:: What is needed ::
All lines in the material containing the word "take" need to be copied.

:: Provided information ::

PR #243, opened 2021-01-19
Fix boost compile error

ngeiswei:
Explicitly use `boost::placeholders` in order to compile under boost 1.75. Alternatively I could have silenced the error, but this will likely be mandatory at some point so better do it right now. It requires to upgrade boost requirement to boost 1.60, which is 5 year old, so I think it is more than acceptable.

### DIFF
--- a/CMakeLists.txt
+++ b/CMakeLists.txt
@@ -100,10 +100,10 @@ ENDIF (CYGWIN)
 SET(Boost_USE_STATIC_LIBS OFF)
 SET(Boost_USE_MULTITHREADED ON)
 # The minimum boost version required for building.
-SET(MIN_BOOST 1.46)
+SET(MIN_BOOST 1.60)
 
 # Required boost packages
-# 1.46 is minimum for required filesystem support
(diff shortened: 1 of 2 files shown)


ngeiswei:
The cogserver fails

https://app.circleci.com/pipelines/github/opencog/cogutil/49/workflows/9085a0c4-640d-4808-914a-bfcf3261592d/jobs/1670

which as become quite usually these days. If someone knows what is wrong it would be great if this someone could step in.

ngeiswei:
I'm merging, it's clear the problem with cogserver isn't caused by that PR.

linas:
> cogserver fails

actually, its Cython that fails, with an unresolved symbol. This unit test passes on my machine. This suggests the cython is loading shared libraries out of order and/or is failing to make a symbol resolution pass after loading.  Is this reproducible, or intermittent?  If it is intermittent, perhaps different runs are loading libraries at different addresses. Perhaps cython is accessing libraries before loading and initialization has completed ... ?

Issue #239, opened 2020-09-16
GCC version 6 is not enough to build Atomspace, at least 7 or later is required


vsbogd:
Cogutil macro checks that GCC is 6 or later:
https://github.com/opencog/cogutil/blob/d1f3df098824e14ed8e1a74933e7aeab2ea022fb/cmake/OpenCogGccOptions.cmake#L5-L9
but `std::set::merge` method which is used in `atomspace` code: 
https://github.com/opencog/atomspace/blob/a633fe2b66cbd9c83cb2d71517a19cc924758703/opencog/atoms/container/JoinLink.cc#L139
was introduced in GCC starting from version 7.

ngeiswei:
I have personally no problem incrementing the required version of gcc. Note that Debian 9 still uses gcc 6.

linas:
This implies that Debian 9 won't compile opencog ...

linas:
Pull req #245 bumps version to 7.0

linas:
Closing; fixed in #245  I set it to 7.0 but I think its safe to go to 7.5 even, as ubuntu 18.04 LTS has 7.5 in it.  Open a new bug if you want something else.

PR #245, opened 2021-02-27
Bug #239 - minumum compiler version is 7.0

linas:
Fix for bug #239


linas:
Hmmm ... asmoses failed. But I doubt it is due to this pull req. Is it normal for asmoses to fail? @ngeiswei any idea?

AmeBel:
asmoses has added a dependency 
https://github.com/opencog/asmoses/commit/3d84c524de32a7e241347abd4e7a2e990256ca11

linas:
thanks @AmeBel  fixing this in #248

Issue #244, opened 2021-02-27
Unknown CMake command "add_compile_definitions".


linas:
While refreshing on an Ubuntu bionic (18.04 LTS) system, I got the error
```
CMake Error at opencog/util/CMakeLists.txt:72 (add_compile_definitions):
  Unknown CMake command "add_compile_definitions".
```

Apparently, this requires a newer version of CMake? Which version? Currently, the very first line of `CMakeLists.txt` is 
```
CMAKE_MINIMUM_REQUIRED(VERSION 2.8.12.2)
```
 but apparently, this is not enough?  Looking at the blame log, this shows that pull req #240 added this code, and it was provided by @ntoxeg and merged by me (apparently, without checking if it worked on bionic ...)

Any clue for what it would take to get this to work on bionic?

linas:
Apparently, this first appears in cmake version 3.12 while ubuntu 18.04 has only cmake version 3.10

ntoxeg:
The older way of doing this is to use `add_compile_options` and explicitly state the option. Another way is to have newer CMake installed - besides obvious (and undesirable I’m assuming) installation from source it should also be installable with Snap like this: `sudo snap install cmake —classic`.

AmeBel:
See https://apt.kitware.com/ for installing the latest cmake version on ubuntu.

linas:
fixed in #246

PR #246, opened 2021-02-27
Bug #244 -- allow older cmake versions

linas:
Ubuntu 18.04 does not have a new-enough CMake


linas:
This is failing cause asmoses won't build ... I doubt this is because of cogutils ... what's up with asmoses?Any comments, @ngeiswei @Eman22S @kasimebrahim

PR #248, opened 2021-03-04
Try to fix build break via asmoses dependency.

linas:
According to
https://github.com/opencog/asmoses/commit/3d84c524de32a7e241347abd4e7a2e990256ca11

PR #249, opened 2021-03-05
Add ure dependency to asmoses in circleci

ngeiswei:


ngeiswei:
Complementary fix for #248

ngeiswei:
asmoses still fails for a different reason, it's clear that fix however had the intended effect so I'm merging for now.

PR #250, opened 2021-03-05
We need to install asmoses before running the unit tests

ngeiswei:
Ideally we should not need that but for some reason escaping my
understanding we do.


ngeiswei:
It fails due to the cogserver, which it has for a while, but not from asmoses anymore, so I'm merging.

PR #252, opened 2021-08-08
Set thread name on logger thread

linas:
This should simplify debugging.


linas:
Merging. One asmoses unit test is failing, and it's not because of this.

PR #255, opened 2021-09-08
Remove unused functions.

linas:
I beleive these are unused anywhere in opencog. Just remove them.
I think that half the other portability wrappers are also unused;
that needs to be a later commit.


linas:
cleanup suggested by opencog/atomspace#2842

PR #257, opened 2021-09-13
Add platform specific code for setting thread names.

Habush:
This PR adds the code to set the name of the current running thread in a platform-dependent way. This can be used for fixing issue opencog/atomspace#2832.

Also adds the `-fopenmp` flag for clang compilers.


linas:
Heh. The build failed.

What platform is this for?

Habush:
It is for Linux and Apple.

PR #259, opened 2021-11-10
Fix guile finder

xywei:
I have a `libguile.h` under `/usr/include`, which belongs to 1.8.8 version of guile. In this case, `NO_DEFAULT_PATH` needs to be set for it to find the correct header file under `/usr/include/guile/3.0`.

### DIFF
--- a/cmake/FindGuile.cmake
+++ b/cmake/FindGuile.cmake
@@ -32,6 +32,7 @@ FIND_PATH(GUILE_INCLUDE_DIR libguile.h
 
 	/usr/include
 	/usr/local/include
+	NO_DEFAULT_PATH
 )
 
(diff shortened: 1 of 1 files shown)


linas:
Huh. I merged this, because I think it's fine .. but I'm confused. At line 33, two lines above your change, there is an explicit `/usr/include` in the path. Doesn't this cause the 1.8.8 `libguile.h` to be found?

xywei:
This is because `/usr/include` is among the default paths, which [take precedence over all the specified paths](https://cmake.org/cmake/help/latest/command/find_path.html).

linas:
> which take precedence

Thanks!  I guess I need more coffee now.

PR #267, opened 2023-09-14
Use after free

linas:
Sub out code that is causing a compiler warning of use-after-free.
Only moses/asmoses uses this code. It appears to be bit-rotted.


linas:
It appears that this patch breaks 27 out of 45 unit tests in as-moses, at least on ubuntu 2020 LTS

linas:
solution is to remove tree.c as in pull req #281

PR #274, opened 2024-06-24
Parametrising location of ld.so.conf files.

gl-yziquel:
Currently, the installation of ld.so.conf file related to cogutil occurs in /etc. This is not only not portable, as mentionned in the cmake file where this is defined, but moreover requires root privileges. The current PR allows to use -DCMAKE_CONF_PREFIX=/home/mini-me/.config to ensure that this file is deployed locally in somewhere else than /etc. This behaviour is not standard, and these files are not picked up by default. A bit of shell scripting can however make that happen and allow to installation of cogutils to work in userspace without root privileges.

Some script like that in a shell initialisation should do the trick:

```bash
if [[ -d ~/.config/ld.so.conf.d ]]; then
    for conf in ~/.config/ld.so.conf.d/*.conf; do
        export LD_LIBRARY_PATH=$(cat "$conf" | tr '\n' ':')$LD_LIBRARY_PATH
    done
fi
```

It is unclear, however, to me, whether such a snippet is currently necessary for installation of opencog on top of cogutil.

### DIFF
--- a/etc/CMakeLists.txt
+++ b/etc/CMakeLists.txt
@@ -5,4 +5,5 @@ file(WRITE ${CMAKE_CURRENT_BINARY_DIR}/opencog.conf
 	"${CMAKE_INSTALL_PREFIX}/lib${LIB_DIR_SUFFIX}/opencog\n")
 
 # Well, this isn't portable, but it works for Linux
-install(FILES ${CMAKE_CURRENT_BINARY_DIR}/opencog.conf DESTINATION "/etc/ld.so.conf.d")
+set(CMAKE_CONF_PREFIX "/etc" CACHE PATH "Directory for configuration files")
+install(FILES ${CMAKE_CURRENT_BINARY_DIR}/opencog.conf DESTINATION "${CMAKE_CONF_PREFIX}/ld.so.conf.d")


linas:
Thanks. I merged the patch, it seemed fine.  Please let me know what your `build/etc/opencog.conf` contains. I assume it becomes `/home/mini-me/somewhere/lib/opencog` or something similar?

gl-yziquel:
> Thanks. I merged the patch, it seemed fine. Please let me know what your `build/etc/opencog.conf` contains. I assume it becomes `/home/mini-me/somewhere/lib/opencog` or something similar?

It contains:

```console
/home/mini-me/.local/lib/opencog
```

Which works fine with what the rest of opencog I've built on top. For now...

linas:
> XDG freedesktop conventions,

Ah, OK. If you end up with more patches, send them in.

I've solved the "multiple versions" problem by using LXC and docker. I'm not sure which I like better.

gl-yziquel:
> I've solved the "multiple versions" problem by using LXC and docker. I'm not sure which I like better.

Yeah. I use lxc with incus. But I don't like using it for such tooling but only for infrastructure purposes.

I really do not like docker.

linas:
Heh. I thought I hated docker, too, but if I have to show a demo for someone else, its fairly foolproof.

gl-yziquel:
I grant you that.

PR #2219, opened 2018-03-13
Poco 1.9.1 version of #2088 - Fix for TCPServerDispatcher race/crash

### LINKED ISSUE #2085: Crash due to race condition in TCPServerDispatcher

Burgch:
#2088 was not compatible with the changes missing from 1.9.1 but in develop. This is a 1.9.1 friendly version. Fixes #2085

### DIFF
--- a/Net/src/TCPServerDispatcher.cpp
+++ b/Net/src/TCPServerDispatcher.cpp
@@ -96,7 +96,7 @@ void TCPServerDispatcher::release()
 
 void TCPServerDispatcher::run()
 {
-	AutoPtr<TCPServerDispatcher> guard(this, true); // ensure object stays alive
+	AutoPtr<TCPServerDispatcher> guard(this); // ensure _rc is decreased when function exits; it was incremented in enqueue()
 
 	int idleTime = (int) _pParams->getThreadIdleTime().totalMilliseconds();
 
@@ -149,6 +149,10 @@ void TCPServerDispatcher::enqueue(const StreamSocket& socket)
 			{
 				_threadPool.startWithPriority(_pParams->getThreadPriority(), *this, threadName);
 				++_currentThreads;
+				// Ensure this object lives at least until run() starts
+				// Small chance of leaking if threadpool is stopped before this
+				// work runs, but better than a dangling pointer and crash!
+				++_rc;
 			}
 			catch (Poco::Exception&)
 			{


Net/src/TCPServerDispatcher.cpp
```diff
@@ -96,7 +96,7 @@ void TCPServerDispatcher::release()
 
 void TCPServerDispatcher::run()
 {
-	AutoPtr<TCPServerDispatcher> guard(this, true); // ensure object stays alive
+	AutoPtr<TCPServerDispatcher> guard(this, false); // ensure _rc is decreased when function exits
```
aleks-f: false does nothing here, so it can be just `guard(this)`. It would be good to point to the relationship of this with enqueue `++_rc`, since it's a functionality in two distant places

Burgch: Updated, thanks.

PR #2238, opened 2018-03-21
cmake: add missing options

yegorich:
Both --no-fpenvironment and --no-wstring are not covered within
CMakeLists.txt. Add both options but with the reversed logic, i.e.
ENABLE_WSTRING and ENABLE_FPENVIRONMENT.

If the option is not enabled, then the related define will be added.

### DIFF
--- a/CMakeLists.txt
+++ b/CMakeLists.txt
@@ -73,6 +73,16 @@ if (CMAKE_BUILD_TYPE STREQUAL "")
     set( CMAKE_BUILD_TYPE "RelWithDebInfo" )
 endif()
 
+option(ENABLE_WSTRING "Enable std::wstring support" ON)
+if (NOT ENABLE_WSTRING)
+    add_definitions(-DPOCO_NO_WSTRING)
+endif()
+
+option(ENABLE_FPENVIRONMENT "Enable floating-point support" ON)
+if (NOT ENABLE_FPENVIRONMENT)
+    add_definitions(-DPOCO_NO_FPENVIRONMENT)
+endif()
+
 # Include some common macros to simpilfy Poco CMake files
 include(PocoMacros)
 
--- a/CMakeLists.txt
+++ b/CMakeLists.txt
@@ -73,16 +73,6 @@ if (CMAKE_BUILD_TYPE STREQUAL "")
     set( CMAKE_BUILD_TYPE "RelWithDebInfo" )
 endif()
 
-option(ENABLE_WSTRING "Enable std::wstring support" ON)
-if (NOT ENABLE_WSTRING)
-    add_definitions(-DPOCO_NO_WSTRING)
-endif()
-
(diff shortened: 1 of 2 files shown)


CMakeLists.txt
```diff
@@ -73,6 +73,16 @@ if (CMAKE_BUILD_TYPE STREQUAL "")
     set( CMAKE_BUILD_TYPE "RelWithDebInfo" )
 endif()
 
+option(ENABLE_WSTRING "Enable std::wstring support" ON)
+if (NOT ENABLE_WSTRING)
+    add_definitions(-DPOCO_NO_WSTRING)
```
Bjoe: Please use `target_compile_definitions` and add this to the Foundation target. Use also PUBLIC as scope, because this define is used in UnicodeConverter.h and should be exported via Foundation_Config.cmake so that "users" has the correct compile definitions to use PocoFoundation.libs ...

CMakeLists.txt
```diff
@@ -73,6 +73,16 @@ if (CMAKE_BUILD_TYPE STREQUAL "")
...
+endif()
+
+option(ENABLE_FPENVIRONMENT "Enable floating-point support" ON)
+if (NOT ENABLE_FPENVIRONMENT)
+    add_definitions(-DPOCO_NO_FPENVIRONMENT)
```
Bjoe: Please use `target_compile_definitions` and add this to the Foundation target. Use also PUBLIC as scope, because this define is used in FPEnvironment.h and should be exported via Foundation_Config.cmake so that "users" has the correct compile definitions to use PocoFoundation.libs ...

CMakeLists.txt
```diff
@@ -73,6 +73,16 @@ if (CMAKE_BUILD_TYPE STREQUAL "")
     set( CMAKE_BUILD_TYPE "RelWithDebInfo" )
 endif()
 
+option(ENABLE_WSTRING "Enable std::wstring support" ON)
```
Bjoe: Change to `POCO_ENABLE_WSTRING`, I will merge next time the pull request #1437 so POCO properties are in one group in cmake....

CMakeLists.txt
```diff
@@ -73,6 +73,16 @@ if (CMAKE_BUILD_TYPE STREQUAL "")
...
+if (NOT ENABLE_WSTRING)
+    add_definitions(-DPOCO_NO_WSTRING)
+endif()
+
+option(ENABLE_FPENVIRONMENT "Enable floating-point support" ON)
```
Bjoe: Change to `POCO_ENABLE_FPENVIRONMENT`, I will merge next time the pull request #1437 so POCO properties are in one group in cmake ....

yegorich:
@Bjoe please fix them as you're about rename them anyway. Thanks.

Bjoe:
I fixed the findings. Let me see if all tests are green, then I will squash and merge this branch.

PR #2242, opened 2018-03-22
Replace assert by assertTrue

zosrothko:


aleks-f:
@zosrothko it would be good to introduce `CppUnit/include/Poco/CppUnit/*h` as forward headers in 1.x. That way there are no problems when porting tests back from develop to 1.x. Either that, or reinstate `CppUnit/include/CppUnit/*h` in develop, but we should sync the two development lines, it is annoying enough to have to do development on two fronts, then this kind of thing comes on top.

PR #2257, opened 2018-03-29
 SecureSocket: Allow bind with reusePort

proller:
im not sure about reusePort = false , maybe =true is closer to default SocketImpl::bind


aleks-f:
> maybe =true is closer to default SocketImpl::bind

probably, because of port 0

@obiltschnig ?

:: Result of the exercise ::
Any clue for what it would take to get this to work on bionic?
This is because `/usr/include` is among the default paths, which [take precedence over all the specified paths](https://cmake.org/cmake/help/latest/command/find_path.html).
> which take precedence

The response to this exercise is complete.